PR #622, opened 2026-07-28
feat(daemon): Find a running owner worth attaching to

stickerdaniel:
Running several MCP clients at once means several server processes on one Chromium profile. #598 made that safe with a file lease, but ownership moves on nearly every call, and each move closes and reopens the browser, which revalidates the session against `/feed/`. The steady state is one extra LinkedIn request per tool call. Fixing it means one long-lived process owning the browser and serving the others over authenticated loopback HTTP, which is #606.

This is the first piece: reading the descriptor a daemon publishes and deciding whether this client may talk to it. It elects nobody, spawns nothing, takes no lock and forwards no calls, so with `daemon_enabled` off it changes nothing for anyone.

The result is a typed state rather than an optional attachment, because "no owner to attach to" covers four situations that call for different responses: nothing published, a descriptor for another runtime or profile or configuration, one that cannot be trusted, and one that is usable. Collapsing them is how a second Chromium ends up on a live profile. The single rule underneath is that a file says nothing about whether the process that wrote it still exists: only the lock settles who owns the browser, and only connecting settles whether anything is listening. A descriptor that passes every check is still just a file an owner may have left behind when it crashed.

`ServerRole` moves to its own module. Role has to decide behaviour down in `dependencies`, which `server` reaches only through the tool modules, so importing it back would close a cycle.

## Activity
From the first line to the last, return the records unchanged.

## Output of the exercise
PR #622, opened 2026-07-28
feat(daemon): Find a running owner worth attaching to

stickerdaniel:
Running several MCP clients at once means several server processes on one Chromium profile. #598 made that safe with a file lease, but ownership moves on nearly every call, and each move closes and reopens the browser, which revalidates the session against `/feed/`. The steady state is one extra LinkedIn request per tool call. Fixing it means one long-lived process owning the browser and serving the others over authenticated loopback HTTP, which is #606.

This is the first piece: reading the descriptor a daemon publishes and deciding whether this client may talk to it. It elects nobody, spawns nothing, takes no lock and forwards no calls, so with `daemon_enabled` off it changes nothing for anyone.

The result is a typed state rather than an optional attachment, because "no owner to attach to" covers four situations that call for different responses: nothing published, a descriptor for another runtime or profile or configuration, one that cannot be trusted, and one that is usable. Collapsing them is how a second Chromium ends up on a live profile. The single rule underneath is that a file says nothing about whether the process that wrote it still exists: only the lock settles who owns the browser, and only connecting settles whether anything is listening. A descriptor that passes every check is still just a file an owner may have left behind when it crashed.

`ServerRole` moves to its own module. Role has to decide behaviour down in `dependencies`, which `server` reaches only through the tool modules, so importing it back would close a cycle.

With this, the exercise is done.